DCX+ cells appeared to occur in clusters, which was apparent in tangential sections. No obvious regularity or consistency was recognizable with regards to cell number, size, shape, or the border and distance between individual clusters (Fig. 2 and Fig. 5). However, within a given cluster cells of different sizes and shapes often co-existed (Fig. 5D, E). In many cases, a pair or several labeled somata were tightly packed together or appeared to be physically attached. These closely apposed cells often displayed comparable morphological features (i.e., similar somal diameter, staining intensity, dendritic arbor size and nuclear appearance) (Fig. 2, Fig. 5 and Fig. 6).
In bisbenzimide stained sections, small DCX+ cells had small but brightly stained nuclei that were almost as big as their somata (Fig. 6A–D, H). Medium to large-sized DCX+ cells had larger but less intensely stained nuclei that were surrounded by a greater amount of cytoplasm (Fig. 6 and Fig. 7). The nuclei of large cells with reduced or faint DCX labeling had a similar appearance to neighboring mature neurons as assessed by other markers (see below) (Fig. 6 and Fig. 7).
Fig. 7.
Colocalizations of principal and interneuron markers in DCX+ cells. Images are from coronal (A–C, E–J) or tangential (D, K–N) sections of the parietal cortex from 12 months-old guinea pigs. Panels A–D illustrate no colocalization of neurogranin in DCX+, including weakly stained (white arrows), cells. Panels E–G show γ-aminobutyric acid (GABA) immunoreactivity in medium to large (black and white arrows) but not in small DCX+ cells. GABA reactivity is heavier in large cells with weak DCX labeling (white arrows) relative to those with strong DCX labeling (black arrows). Single GABA labeling over the boxed areas with thin lines is shown in inserts with thick borders. Panels H–N depict absence of GAD67 reactivity in small DCX+ cells, but presence in large-sized cells with weak DCX labeling (white arrows). GAD67 labeling in medium to large-sized cells with strong DCX reactivity (black arrows) is either undetectable (K–N) or fairly weak (H–J). Two mature interneurons show strong GAD67 labeling in K–N (black arrowheads). Scale bar = 50 μm in A, applying to other panels.

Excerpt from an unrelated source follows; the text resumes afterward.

PR #223, opened 2026-04-21
feat(#222): Phase 3 — CRUD editors for agents, skills, repos, backends + YAML import/export

### LINKED ISSUE #222: ui: Phase 3 — CRUD editors for agents, skills, repos, backends + import/export YAML
## Goal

Colocalization of immature and mature neural markers in DCX+ cells
Eight micrometer slide-mounted sections that exhibited minimal cellular overlapping were used to determine colocalizations of DCX and other molecules. In general, all layer II DCX+ cells were immunoreactive for PSA-NCAM ([Seki and Arai, 1991] and [Nacher et al., 2002]). PSA-NCAM immunoreactivity tended to outline the somata and dendrites of DCX+ cells. Thus, colocalization of these two markers was most obvious near the plasmalemma (Fig. 6A–D). Complete DCX colocalization with neuron-specific type III β-tubulin (TuJ1 or Tu-20) was also noted in this population of cells (Fig. 6E) (Yan et al., 2001).

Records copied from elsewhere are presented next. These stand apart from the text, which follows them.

PR #237, opened 2026-04-21
feat(traces): Level 2 tool-loop transcript viewer per span

### LINKED ISSUE #202: ui: agent thinking/transcript viewer in traces (depends on SQLite #188)
## Goal

Show the agent's tool-loop transcript in the traces UI — the sequence of tool calls, tool results, and reasoning that led to the agent's output. Lets operators see "what did the agent actually DO" per run.

## Depends on

**#188 (SQLite as runtime config store)** — transcripts can be multi-KB per run. Storing them in the current in-memory ring buffer is infeasible (memory bloat, lost on restart). SQLite provides bounded persistent storage with query capability.

## Levels of depth

1. **Summary** (shipped) — one-line `Response.Summary` in trace spans.
2. **Tool loop transcript** (this ticket) — structured sequence of `{tool_name, input_summary, output_summary, duration_ms}` per step. Bounded, ~100 bytes per step.
3. **Full raw stdout** (future) — entire CLI output including conversational text, reasoning blocks, full tool arguments/results. 10-100KB per run. Privacy-sensitive (contains repo code). Deferred.

This ticket covers **Level 2**. Level 3 is a separate future ticket gated on the privacy/redaction design.

## Data source

- **Claude** (`--output-format json`): the CLI envelope includes `usage.iterations[]` with per-turn token counts. Doesn't include tool names/args directly, but the turn structure is there.
- **Proxy path** (local models): the proxy already logs `msgs=N tools=M` per request. Extending to capture tool_name + truncated input/output per round-trip is straightforward.
- **Alternative**: intercept tool_use / tool_result content blocks in the Anthropic↔OpenAI translation layer (already parsed in `internal/anthropic_proxy/translate.go`).

## Storage (in SQLite, per #188)

```sql
CREATE TABLE trace_steps (
  id INTEGER PRIMARY KEY,
  span_id TEXT NOT NULL REFERENCES traces(span_id),
  step_index INTEGER NOT NULL,
  tool_name TEXT NOT NULL,
  input_summary TEXT,    -- truncated to ~200 chars
  output_summary TEXT,   -- truncated to ~200 chars  
  duration_ms INTEGER,
  created_at TIMESTAMP DEFAULT CURRENT_TIMESTAMP
);
```

Bounded: store at most 100 steps per span. Truncate input/output to 200 chars. Full content stays in Level 3.

## UI

Expandable accordion under each trace span in the traces page:

```
▶ coder (claude) — 45 steps — 12.3s — success
  Step 1: Bash("gh pr list --repo eloylp/agents ...") → "3 open PRs..." (0.8s)
  Step 2: Read("/var/lib/agents/memory/coder/...") → "## Active PRs..." (0.1s)
  Step 3: Bash("gh pr view 133 --json ...") → "{"mergeable":"CON..." (1.2s)
  ...
  Step 45: Write("/var/lib/agents/memory/coder/...") → (0.1s)
```

Each step shows: tool icon, tool name, truncated input, truncated output, duration. Click to expand full input/output (Level 3, when available).

## Non-goals

- Full raw stdout capture (Level 3) — separate ticket
- Replay / re-run from transcript — separate ticket
- Diff between two transcripts — separate ticket

eloylp:
## Summary

- Switches claude backends from `--output-format json` to `--output-format stream-json` so per-turn tool calls and results are available in stdout
- Parses `tool_use`/`tool_result` JSONL events into `ai.TraceStep` values (up to 100 per run, summaries truncated to 200 chars)
- Adds `trace_steps` SQLite table (migration 005) for persistent storage
- Exposes `GET /api/traces/{span_id}/steps` endpoint returning the transcript as a JSON array
- Adds expandable ▶ transcript accordion in the traces UI under each span row; steps loaded lazily on first open

## Architecture decisions

- **No FK constraint** on `trace_steps.span_id`: both `RecordSpan` and `RecordSteps` launch goroutines after a run — a FK would cause integrity errors if steps are written before the span row is committed
- **Response parsing fallback updated**: for `stream-json` output the final JSON object is the result event (not the response directly); the fallback now tries `extractStructuredOutput` on the last JSON before falling back to bare unmarshal
- **`TraceStep.Steps` tagged `json:"-"`**: steps are populated by the runner, not returned by agents — they're never part of the structured output schema

## Test plan

- [ ] `TestParseClaudeSteps` — verifies JSONL parsing for 0, 1, and N tool calls
- [ ] `TestExtractToolResultText` — string, array, empty, null content forms
- [ ] `TestExtractStructuredOutputFallbackHandlesStreamJSON` — end-to-end fallback path with JSONL stdout
- [ ] `GET /api/traces/{span_id}/steps` — existing API test suite (server_test.go) unchanged; new route does not conflict
- [ ] CI (`go test ./... -race`) — all existing tests must still pass

Closes #202

### DIFF
--- a/cmd/agents/main.go
+++ b/cmd/agents/main.go
@@ -133,6 +133,7 @@ func run() error {
 	engine.WithTraceRecorder(obs)
 	engine.WithGraphRecorder(obs)
 	engine.WithRunTracker(obs.ActiveRuns)
+	engine.WithStepRecorder(obs)
 	scheduler.WithTraceRecorder(obs)
 
 	deliveryStore := webhook.NewDeliveryStore(time.Duration(cfg.Daemon.HTTP.DeliveryTTLSeconds) * time.Second)
--- a/internal/ai/cmdrunner.go
+++ b/internal/ai/cmdrunner.go
@@ -8,6 +8,7 @@ import (
 	"encoding/hex"
 	"encoding/json"
 	"fmt"
+	"io"
 	"os"
 	"os/exec"
 	"slices"
@@ -115,14 +116,24 @@ func (r *CommandRunner) runCommand(ctx context.Context, logger zerolog.Logger, r
 		return Response{}, fmt.Errorf("start %s: %w", r.backendName, err)
 	}
 
-	// Read stdout line by line. Each Scan blocks until a complete line arrives,
-	// so time.Now() reflects when that specific line was received from the
-	// subprocess — not when a larger pipe-read chunk happened to land.
+	// Read stdout line by line using ReadBytes so there is no per-line size cap
+	// (unlike bufio.Scanner which silently truncates at its buffer limit).
+	// ReadBytes blocks until a complete newline-delimited line arrives from the
+	// pipe, so time.Now() inside addLine reflects when that specific line was
+	// received — not when a larger pipe-read chunk happened to land.
 	var stdoutCap lineCapture
-	scanner := bufio.NewScanner(stdoutPipe)
-	scanner.Buffer(make([]byte, 1<<20), 1<<20) // 1 MB per line
-	for scanner.Scan() {
-		stdoutCap.addLine(scanner.Bytes())
+	reader := bufio.NewReader(stdoutPipe)
+	for {
+		line, err := reader.ReadBytes('\n')
+		if len(line) > 0 {
+			stdoutCap.addLine(bytes.TrimRight(line, "\n"))
+		}
+		if err != nil {
+			if err != io.EOF {
+				logger.Warn().Err(err).Msgf("read %s stdout", r.backendName)
+			}
+			break
+		}
 	}
 
 	cmdErr := cmd.Wait()
--- a/internal/ai/cmdrunner.go
+++ b/internal/ai/cmdrunner.go
@@ -102,28 +102,28 @@ func (r *CommandRunner) runCommand(ctx context.Context, logger zerolog.Logger, r
 	cmd := exec.CommandContext(cmdCtx, r.command, args...)
 	cmd.Env = buildCommandEnv(req, r.env)
 
-	var stdout bytes.Buffer
+	var stdoutCap lineCapture
 	var stderr bytes.Buffer
-	cmd.Stdout = &stdout
+	cmd.Stdout = &stdoutCap
 	cmd.Stderr = &stderr
 	cmd.Stdin = bytes.NewBufferString(stdin)
 
 	cmdErr := cmd.Run()
 
-	rawOut := stdout.String()
+	rawOut := stdoutCap.all.String()
 	logger.Debug().Str("raw_stdout", truncateString(rawOut, 4000)).Msgf("%s raw output", r.backendName)
 
 	// If the command exited non-zero but produced no stdout, treat it as a
 	// hard failure. If stdout has data we still attempt JSON parsing because
 	// some AI CLIs emit non-zero exit codes even on a successful run (e.g.
 	// after posting a GitHub comment via MCP tools).
-	if cmdErr != nil && stdout.Len() == 0 {
+	if cmdErr != nil && stdoutCap.all.Len() == 0 {
 		logger.Error().Err(cmdErr).Str("stderr", truncateString(stderr.String(), 2000)).Msgf("%s command failed", r.backendName)
 		return Response{}, fmt.Errorf("%s command failed: %w", r.backendName, cmdErr)
 	}
 
 	var response Response
-	if stdout.Len() == 0 {
+	if stdoutCap.all.Len() == 0 {
 		logger.Error().Msgf("%s command returned no output", r.backendName)
 		return Response{}, fmt.Errorf("parse %s response: empty response (no output)", r.backendName)
 	}
@@ -133,7 +133,7 @@ func (r *CommandRunner) runCommand(ctx context.Context, logger zerolog.Logger, r
 	// the schema-constrained response. Try parsing the full stdout as a single
 	// JSON envelope first (handles --output-format json and any backend that
 	// emits a single result object).
-	if parsed, ok := extractStructuredOutput(stdout.Bytes()); ok {
+	if parsed, ok := extractStructuredOutput(stdoutCap.all.Bytes()); ok {
 		if err := json.Unmarshal(parsed, &response); err != nil {
 			logger.Error().Err(err).Str("raw_stdout", truncateString(rawOut, 4000)).Msgf("invalid %s structured_output", r.backendName)
 			return Response{}, fmt.Errorf("parse %s response: %w", r.backendName, err)
@@ -143,7 +143,7 @@ func (r *CommandRunner) runCommand(ctx context.Context, logger zerolog.Logger, r
 		// --output-format stream-json this is the result event, which also
 		// has a structured_output wrapper. For legacy CLIs it may be a bare
 		// response object.
-		jsonBytes, err := extractJSON(stdout.Bytes())
+		jsonBytes, err := extractJSON(stdoutCap.all.Bytes())
 		if err != nil {
 			logger.Error().Err(err).Str("raw_stdout", truncateString(rawOut, 4000)).Msgf("invalid %s response", r.backendName)
 			return Response{}, fmt.Errorf("parse %s response: %w", r.backendName, err)
@@ -166,7 +166,7 @@ func (r *CommandRunner) runCommand(ctx context.Context, logger zerolog.Logger, r
 	// Extract the tool-loop transcript from stream-json output (claude backends).
 	// This is a best-effort parse — errors are logged but do not fail the run.
 	if strings.HasPrefix(r.backendName, "claude") {
-		response.Steps = parseClaudeSteps(stdout.Bytes())
+		response.Steps = parseClaudeSteps(stdoutCap.lines)
 	}
 	if response.Summary == "" && len(response.Artifacts) == 0 && len(response.Dispatch) == 0 {
 		logger.Error().Str("raw_stdout", truncateString(rawOut, 4000)).Msgf("%s response is empty (no summary, artifacts, or dispatch)", r.backendName)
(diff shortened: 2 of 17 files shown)


eloylp:
---
## PR Review — pr-reviewer

**Verdict:** REQUEST_CHANGES

### Findings
- **[medium]** `internal/observe/observe.go:451`, `internal/ui/src/app/traces/page.tsx:73` — `RecordSteps` persists the transcript in a background goroutine, but the UI fetches `/traces/{span}/steps` only on the first accordion open and then caches the result forever. If an operator opens the transcript before the async insert commits, the handler returns `[]` and the component never retries, so that span appears to have no transcript until the whole page is reloaded.
- **[medium]** `internal/ai/cmdrunner.go:462` — the new `TraceStep` path never assigns `DurationMs`, so every stored row gets the zero default and the UI's duration column never renders. The ticket/PR both describe per-step timings as part of the level-2 transcript, but this implementation does not currently capture or expose them.

### Summary
The transcript plumbing is close, but the current async write + one-shot fetch race can hide transcripts in the UI, and the advertised `duration_ms` field is still unimplemented.

---

eloylp:
---
## PR Review — pr-reviewer

**Verdict:** REQUEST_CHANGES

### Findings
- **[medium]** `internal/workflow/engine.go:47` — `workflow` now imports `internal/ai` solely to traffic `ai.TraceStep` through `StepRecorder`. That inverts the intended dependency direction (`handlers -> service -> domain`) by making the orchestration layer depend on a backend/runner package, and it pulls sibling packages like `observe` into the same coupling. Define the transcript step shape in `workflow` (or another inward package) and have the AI runner translate into that domain type instead.

### Summary
The transcript feature is useful, but this patch also introduces a new workflow→ai package dependency on top of the unresolved issues already called out earlier in the thread.

---

eloylp:
---
## PR Review — pr-reviewer

**Verdict:** REQUEST_CHANGES

### Findings
- **[medium]** `internal/ai/cmdrunner.go:419` — `parseClaudeSteps` captures each `tool_use`'s original `order`, but then ignores it and appends steps in `tool_result` arrival order. If Claude emits multiple `tool_use` blocks before the matching `tool_result` blocks come back out of order, the persisted `step_index` sequence is wrong and the trace UI shows a scrambled transcript. That also means the current tests only cover the in-order case; add a case with out-of-order `tool_result` events and sort/place steps by the recorded tool-use order before persisting.

### Summary
The follow-up commit fixes the stale `openTestDB` call sites, but the transcript parser can still persist tool steps in the wrong order.

---

eloylp:
## Review findings addressed

Thanks for the detailed review. Here's what was fixed in the two new commits:

**Dependency direction** (`workflow → ai` for `TraceStep`): Moved `TraceStep` to a new `internal/workflow/steps.go`. `StepRecorder.RecordSteps` now takes `[]workflow.TraceStep`. `observe` and `webhook` import `workflow.TraceStep`; `engine.go` translates from `ai.TraceStep` (which lives on `ai.Response.Steps`) at the package boundary.

**Race condition** (`RecordSteps` async write + one-shot UI fetch): Removed the `go func()` wrapper — `RecordSteps` is now synchronous. The steps are committed before `runAgent` returns and before any response is sent to the UI, so a first-open fetch always sees the committed rows.

**DurationMs unimplemented**: Added `lineCapture`, an `io.Writer` that timestamps each line as it arrives from the subprocess (replacing `bytes.Buffer` for stdout). `parseClaudeSteps` now takes `[]timedLine` and computes `DurationMs` as the wall-clock interval between the line carrying `tool_use` and the line carrying the matching `tool_result`. Tests updated via a `toTimedLines` helper that wraps `lineCapture`.

eloylp:
---
## PR Review — pr-reviewer

**Verdict:** REQUEST_CHANGES

### Findings
- **[medium]** `internal/ai/cmdrunner.go:411` — `lineCapture` stamps every completed JSONL line with a single `time.Now()` taken once per `Write` call, but `exec.Cmd` feeds stdout to the writer in arbitrary pipe-read chunks, not one callback per event line. When multiple stream-json events are coalesced into the same read, the matching `tool_use` and `tool_result` lines get the same timestamp and `DurationMs` becomes `0`, so the new duration field is still not reporting meaningful wall-clock timings. The current tests miss this because `TestParseClaudeSteps` writes the entire transcript in one shot and never asserts a non-zero duration.

### Summary
The package-boundary fixes look good, but the new duration implementation still measures pipe chunk arrival rather than per-event elapsed time, so the transcript timings remain unreliable.

---

eloylp:
## Review findings addressed

**Per-line timestamp accuracy** (latest review finding):

The root cause was  being an  assigned to . The Go runtime delivers stdout data in arbitrary pipe-read chunks, so  captured once per  call meant all lines in the same chunk got identical timestamps — and if  and  arrived in the same chunk,  would be 0.

**Fix**: replaced  +  with  +  +  / .  blocks until a complete line arrives from the pipe, so  is called once per line and reflects when each line was actually read — lines from separate pipe reads get distinct timestamps.

**Test**: added a 'duration reflects per-line timestamps' table case that assigns 500 ms between consecutive lines (via the updated  helper with a controllable clock step) and asserts  for the first step. The  helper was also updated to process lines individually rather than calling the removed  method.

eloylp:
## Review findings addressed

**Per-line timestamp accuracy** (latest review finding):

The root cause was lineCapture being an io.Writer assigned to cmd.Stdout. The Go runtime delivers stdout data in arbitrary pipe-read chunks, so time.Now() captured once per Write call meant all lines in the same chunk got identical timestamps — and if tool_use and tool_result arrived in the same chunk, DurationMs would be 0.

**Fix**: replaced cmd.Stdout = &lineCapture + cmd.Run() with cmd.StdoutPipe() + bufio.Scanner + cmd.Start() / cmd.Wait(). Scanner.Scan() blocks until a complete line arrives from the pipe, so time.Now() is called once per line and reflects when each line was actually read — lines from separate pipe reads get distinct timestamps.

**Test**: added a 'duration reflects per-line timestamps' table case that assigns 500 ms between consecutive lines (via the updated toTimedLines helper with a controllable clock step) and asserts DurationMs >= 500 for the first step. The toTimedLines helper was also updated to process lines individually rather than calling the removed Write method.

eloylp:
---
## PR Review — pr-reviewer

**Verdict:** REQUEST_CHANGES

### Findings
- **[medium]** `internal/ai/cmdrunner.go:122` — switching stdout capture to `bufio.Scanner` introduces a silent 1 MiB per-line cap and the loop never checks `scanner.Err()`. A larger `stream-json` line (for example a big final `structured_output` object or a large tool result block) now aborts scanning early, leaves stdout only partially drained, and can either parse truncated output or block in `cmd.Wait()` while the child is still trying to write. The old `bytes.Buffer` path did not have this failure mode. Please either read with `bufio.Reader`/`ReadBytes('\n')` or explicitly handle and test scanner overflow/error paths.

### Summary
The transcript feature is close, but the new stdout reader regresses large-output handling and can silently truncate or hang runs.

---

eloylp:
## Review findings addressed

**bufio.Scanner per-line size cap** (latest review finding):

Replaced `bufio.NewScanner` + `scanner.Buffer(make([]byte, 1<<20), 1<<20)` with `bufio.NewReader` + `reader.ReadBytes('\n')`. `ReadBytes` grows its internal buffer dynamically for each line, so there is no per-line cap — a 10 MiB `structured_output` object or tool result block is read in full rather than silently truncated. Unexpected read errors (anything other than `io.EOF`) are now surfaced via `logger.Warn` instead of being dropped.

**Flaky TestStoreTracesByRootEventID** (CI failure):

The test used `time.Sleep(50ms)` to wait for `RecordSpan`'s async goroutines to commit. This is inherently racy under CPU contention. Replaced with a polling loop (5ms intervals, 500ms deadline) that exits as soon as the expected row count is reached.

eloylp:
---
## PR Review — pr-reviewer

**Verdict:** COMMENT

### Findings
- **[low]** `internal/observe/observe.go:448`, `internal/webhook/api.go:445`, `internal/ui/src/app/traces/page.tsx:75` — the new trace-step persistence and `/traces/{span_id}/steps` read path still ship without coverage for the store/handler contract. That leaves the feature’s key guarantees unverified: ordered `step_index` reads, `[]` vs `null` on empty responses, and the lazy-fetch UI path consuming that payload shape. Add focused tests around `RecordSteps`/`ListSteps` and `handleAPITraceSteps` so future refactors do not silently break the transcript view.

### Summary
No additional correctness issues stood out beyond the existing thread, but the new transcript read path needs direct tests.

---

eloylp:
Fixed CI failure: added `db.SetMaxOpenConns(1)` in `store.Open`. Root cause: `PRAGMA busy_timeout=5000` is a per-connection setting, but `database/sql`'s connection pool creates new connections without re-applying PRAGMAs. When three goroutines (from `RecordSpan`) or two goroutines (from `RecordEvent`) raced for a write lock, they each got a fresh pool connection without `busy_timeout`, so one failed immediately with SQLITE_BUSY. Pinning to one connection ensures the PRAGMA always applies and serializes writes at the Go pool level rather than at the SQLite lock level.

eloylp:
Addressed the review finding about missing test coverage:

**RecordSteps / ListSteps** (observe package):
- `TestStoreRecordAndListSteps` — verifies ordered step_index reads and correct field values
- `TestStoreListStepsEmptyWhenNoneRecorded` — verifies nil return for unknown spans
- `TestStoreRecordStepsNoOpOnEmpty` — verifies no rows written on nil/empty input

**handleAPITraceSteps** (webhook package):
- `TestHandleAPITraceStepsReturnsOrderedSteps` — verifies correct order and DurationMs via the full router
- `TestHandleAPITraceStepsEmptyArray` — verifies `[]` (not `null`) when no steps exist for a span

eloylp:
---
## PR Review — pr-reviewer

**Verdict:** APPROVE

### Findings
- None.

### Summary
The follow-up commits addressed the earlier transcript-ordering, timing, storage, and SQLite lock concerns; the remaining changes look correct and the package boundary is in a good place.

---

eloylp:
---
## PR Review — pr-reviewer

**Verdict:** APPROVE

### Findings
- None.

### Summary
The latest commit adds the missing store and handler coverage without introducing new issues; the PR remains ready for human review.

---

To determine whether Cajal–Retzius cells or astrocytes could contribute to the layer II DCX+ cells, double labeling for DCX and reelin or GFAP was performed (Gong et al., 2007). As illustrated in Fig. 6F, reelin and DCX did not colocalize in layers I and II. Also, no colocalization of DCX with GFAP was noted in any cell (Fig. 6G).
DCX+ cells showed variable immunoreactivity for NeuN (Fig. 6H–K) (Yan et al., 2001). Specifically, small DCX+ cells, whether individually distributed or tightly packed, did not express NeuN (Fig. 6H–K). In contrast, larger DCX+ cells consistently expressed NeuN (Fig. 6I–K). Among the medium-sized DCX+ cells, weak NeuN labeling was seen in the nuclei of some cells but not others (Fig. 6I–K). Thus, it appears that elevated NeuN levels are concordant with a decrease in DCX staining in medium to large somal sized cells.
Colocalization of principal and local circuit neuron markers in DCX+ cells
Many DCX+ cells exhibited a mature-looking neuronal morphology and expressed high levels of NeuN. Thus, we examined whether specific markers of principal or local circuit neurons were present in these cells. Neurogranin, a neuron-specific protein that is heavily and exclusively expressed in cerebral principal neurons (Singec et al., 2004), was not colocalized with DCX+ cells, including those with weak or faint DCX reactivity (Fig. 7A–D).
A subpopulation of DCX+ cells however displayed weak to moderate GABA labeling (Yan et al., 1996b). In general, GABA immunoreactivity was not observed in small DCX+ cells, but became consistently detectable in most medium and large-sized cells (Fig. 7E–G). In fact, strong and distinct GABA reactivity occurred in virtually all large cells with weak DCX reactivity. Similarly, large-sized mature-looking cells with reduced DCX levels co-expressed GAD67 (Fig. 7H–N) or GAD65/67 (not shown but with similar patterns as GAD67) (Yan et al., 1998). Of note, GAD reactivity in DCX+ cells was weak relative to nearby, presumably mature, interneurons that displayed only GAD but no DCX labeling. Also, colocalization of DCX and GAD was better viewed in tangential sections (at the immediate interface of layer I and II) over areas with less crowded neurons and less dense GAD labeling in the neuropil (Fig. 7K–N). No clear colocalization of DCX and calcium-binding proteins (parvalbumin, calbindin and calretinin), markers of mature GABAergic subpopulations, was however noted (not shown).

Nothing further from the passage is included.